Lines to return, exactly: from the line with "I decided to" to the line with "2. Move filtering" in the entries below, both included.

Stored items
########

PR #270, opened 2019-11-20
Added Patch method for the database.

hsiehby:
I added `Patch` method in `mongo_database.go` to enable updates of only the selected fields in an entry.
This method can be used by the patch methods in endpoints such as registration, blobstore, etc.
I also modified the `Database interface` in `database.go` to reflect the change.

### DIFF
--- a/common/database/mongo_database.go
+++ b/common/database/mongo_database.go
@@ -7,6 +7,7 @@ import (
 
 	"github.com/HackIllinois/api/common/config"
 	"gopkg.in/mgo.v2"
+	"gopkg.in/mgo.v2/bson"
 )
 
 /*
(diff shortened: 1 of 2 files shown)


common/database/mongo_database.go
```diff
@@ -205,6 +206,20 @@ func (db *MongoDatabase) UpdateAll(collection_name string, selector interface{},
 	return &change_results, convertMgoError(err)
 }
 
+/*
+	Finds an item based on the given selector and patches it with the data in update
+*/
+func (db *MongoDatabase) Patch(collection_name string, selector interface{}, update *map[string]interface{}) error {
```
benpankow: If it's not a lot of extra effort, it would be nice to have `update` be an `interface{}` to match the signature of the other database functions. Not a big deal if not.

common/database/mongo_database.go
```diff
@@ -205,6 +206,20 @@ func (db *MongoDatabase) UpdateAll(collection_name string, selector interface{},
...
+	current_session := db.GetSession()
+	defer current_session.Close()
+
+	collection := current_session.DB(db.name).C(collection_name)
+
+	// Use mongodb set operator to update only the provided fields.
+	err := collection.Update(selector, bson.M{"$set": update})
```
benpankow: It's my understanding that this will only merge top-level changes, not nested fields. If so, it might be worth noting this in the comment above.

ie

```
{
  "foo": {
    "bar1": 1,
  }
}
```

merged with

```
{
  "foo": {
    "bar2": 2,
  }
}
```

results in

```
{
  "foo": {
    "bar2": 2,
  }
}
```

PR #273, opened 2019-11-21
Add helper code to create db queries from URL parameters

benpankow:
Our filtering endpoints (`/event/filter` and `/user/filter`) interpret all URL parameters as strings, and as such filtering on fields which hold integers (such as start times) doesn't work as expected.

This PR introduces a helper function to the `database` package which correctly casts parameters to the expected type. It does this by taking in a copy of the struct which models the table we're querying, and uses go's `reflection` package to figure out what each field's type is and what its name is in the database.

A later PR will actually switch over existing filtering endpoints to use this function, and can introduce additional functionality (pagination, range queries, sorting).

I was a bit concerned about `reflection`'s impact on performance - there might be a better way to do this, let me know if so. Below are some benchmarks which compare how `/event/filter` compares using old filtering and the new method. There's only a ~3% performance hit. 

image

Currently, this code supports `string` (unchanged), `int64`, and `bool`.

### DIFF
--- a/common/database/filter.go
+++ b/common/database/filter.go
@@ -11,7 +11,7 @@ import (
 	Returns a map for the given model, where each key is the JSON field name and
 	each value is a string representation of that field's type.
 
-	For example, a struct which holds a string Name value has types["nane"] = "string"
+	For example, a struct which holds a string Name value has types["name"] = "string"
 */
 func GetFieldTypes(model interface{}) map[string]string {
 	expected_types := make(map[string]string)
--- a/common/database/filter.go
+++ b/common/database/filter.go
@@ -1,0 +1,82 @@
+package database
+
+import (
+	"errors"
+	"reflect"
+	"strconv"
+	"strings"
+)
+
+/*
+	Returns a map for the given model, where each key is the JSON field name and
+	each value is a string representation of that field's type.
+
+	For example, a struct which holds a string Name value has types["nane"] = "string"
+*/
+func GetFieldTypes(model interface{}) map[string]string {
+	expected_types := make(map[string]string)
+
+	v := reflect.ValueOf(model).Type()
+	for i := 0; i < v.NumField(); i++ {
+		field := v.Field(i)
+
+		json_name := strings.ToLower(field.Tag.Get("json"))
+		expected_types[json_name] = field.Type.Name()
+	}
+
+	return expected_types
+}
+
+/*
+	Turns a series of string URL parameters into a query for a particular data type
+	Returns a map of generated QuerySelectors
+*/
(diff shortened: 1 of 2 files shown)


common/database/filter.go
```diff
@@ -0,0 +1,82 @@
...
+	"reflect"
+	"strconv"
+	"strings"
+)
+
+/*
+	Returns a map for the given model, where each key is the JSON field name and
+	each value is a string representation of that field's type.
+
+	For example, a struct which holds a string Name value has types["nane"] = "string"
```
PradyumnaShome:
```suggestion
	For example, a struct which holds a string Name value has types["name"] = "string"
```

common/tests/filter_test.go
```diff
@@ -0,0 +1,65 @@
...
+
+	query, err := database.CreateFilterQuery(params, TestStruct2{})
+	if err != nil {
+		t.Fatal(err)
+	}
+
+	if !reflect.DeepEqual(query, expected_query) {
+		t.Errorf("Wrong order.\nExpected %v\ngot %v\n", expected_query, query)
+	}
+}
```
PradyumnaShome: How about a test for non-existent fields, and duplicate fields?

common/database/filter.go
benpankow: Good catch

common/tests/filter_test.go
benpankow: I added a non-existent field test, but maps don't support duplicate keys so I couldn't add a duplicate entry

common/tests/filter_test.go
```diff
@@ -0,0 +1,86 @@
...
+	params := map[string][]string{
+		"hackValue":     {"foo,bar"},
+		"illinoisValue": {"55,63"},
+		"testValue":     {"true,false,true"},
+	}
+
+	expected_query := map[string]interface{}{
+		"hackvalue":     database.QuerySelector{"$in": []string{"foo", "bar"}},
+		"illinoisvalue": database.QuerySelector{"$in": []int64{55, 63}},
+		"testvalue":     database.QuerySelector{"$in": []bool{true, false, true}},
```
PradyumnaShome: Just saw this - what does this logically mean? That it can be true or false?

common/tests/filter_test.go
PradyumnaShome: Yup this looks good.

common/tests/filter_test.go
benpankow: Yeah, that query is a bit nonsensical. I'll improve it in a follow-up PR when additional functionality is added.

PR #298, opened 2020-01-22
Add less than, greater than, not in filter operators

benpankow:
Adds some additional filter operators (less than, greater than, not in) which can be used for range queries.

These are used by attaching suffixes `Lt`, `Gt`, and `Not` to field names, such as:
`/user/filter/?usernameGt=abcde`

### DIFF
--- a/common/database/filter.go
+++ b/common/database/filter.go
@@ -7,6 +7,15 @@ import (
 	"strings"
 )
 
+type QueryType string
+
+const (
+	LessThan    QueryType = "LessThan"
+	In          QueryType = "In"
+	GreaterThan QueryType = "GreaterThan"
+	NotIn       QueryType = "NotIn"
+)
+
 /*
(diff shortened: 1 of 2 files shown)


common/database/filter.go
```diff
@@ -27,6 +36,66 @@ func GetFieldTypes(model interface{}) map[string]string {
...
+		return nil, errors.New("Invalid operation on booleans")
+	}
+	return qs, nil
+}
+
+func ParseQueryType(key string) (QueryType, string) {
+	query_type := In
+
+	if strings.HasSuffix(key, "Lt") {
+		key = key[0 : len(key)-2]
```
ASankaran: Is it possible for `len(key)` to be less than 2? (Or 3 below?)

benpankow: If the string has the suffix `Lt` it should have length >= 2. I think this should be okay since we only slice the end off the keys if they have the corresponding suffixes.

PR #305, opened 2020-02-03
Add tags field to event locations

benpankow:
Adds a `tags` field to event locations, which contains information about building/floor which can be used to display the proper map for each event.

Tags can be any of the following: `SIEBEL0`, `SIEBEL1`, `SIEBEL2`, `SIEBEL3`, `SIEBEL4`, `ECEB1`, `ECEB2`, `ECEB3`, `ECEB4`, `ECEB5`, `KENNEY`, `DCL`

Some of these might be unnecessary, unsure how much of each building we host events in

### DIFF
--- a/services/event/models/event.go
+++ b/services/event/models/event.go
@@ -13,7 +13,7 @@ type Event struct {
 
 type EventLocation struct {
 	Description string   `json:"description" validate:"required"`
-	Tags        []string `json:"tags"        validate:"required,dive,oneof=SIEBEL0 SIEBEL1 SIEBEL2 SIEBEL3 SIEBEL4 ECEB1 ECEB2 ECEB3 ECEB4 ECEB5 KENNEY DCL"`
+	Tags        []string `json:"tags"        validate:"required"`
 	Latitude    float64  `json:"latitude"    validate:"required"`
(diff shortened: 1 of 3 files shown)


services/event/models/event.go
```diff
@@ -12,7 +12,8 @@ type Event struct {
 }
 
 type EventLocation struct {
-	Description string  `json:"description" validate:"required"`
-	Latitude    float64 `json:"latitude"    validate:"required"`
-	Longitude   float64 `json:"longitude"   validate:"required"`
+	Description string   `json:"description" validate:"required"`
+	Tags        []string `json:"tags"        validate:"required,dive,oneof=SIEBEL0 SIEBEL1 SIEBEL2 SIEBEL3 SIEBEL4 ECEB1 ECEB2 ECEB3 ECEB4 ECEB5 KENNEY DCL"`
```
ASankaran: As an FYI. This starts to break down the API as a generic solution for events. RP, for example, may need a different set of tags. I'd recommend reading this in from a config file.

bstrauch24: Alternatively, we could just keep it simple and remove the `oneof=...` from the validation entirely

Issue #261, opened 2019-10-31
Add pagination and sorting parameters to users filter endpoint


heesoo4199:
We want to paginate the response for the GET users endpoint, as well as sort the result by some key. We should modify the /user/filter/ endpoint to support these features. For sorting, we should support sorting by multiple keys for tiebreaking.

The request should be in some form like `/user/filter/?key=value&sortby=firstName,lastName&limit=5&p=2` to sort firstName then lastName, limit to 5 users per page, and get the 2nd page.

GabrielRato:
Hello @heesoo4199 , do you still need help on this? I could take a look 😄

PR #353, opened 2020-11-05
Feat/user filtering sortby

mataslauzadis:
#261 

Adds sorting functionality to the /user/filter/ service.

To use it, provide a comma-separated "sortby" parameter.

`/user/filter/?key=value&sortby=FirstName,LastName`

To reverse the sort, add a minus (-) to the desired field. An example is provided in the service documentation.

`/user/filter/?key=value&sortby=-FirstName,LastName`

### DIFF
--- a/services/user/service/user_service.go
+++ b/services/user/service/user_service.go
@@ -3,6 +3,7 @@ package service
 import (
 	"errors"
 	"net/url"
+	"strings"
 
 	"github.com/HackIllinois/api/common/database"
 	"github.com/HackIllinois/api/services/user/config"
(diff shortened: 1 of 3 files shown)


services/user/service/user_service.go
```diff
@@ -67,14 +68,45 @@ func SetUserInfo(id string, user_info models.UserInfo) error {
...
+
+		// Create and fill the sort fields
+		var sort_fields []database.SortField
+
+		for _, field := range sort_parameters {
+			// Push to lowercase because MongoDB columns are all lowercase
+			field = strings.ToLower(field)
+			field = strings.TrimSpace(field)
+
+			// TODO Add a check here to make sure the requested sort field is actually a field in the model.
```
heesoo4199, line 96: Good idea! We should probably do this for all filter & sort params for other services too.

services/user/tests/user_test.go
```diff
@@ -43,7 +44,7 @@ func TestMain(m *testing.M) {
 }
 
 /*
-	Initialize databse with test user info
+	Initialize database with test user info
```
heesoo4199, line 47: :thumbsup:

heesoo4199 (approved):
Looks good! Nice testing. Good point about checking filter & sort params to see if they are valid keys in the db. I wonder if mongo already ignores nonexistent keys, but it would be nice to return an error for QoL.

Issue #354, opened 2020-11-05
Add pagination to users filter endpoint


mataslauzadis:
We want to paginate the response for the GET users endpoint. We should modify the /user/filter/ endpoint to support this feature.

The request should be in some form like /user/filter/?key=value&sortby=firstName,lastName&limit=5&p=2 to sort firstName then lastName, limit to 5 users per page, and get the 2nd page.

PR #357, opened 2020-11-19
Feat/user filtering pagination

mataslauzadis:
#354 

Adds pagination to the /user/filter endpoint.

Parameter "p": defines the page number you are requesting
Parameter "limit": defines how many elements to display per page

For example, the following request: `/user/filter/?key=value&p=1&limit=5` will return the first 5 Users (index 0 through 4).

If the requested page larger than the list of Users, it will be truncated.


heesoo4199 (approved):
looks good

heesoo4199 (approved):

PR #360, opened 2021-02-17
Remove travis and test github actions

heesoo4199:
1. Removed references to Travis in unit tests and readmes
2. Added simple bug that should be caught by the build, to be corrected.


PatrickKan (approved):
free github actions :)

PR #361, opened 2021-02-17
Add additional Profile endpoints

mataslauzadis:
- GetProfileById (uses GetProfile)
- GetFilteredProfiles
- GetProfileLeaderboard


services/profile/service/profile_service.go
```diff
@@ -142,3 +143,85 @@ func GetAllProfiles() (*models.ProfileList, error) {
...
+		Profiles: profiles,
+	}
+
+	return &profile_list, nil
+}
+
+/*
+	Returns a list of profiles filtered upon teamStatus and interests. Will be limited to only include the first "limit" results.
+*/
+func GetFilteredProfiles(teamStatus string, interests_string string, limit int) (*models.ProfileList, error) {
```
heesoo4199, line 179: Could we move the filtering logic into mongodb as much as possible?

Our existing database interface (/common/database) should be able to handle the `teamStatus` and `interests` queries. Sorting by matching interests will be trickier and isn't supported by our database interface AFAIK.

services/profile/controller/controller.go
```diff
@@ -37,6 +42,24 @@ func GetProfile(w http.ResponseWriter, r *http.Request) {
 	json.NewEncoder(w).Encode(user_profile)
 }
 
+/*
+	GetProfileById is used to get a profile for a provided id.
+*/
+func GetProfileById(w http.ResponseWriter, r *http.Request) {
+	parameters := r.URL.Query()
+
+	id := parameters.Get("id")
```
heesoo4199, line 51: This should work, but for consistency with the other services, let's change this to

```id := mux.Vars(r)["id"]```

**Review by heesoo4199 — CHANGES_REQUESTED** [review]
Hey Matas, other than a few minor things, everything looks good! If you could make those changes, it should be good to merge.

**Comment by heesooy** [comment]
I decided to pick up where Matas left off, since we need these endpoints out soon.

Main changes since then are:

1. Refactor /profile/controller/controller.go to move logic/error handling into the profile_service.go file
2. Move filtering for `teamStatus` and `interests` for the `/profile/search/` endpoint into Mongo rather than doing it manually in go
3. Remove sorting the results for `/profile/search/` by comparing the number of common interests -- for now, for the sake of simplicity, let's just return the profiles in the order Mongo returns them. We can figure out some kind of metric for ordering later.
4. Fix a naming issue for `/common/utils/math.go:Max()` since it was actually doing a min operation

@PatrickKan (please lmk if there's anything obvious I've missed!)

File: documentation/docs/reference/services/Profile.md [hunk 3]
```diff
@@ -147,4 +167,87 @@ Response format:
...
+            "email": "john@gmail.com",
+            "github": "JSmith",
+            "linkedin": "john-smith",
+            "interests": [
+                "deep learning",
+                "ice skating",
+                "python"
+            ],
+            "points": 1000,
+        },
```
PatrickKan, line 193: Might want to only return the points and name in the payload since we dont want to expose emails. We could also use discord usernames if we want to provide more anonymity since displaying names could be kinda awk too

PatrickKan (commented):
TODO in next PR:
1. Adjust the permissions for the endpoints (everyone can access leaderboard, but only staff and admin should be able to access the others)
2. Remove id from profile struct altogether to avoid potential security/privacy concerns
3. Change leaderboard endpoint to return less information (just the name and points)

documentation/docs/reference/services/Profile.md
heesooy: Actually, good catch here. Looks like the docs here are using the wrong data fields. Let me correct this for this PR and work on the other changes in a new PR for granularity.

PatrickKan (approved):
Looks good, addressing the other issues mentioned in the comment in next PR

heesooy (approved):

########

## WRITTEN SOLUTION
I decided to pick up where Matas left off, since we need these endpoints out soon.

Main changes since then are:

1. Refactor /profile/controller/controller.go to move logic/error handling into the profile_service.go file
2. Move filtering for `teamStatus` and `interests` for the `/profile/search/` endpoint into Mongo rather than doing it manually in go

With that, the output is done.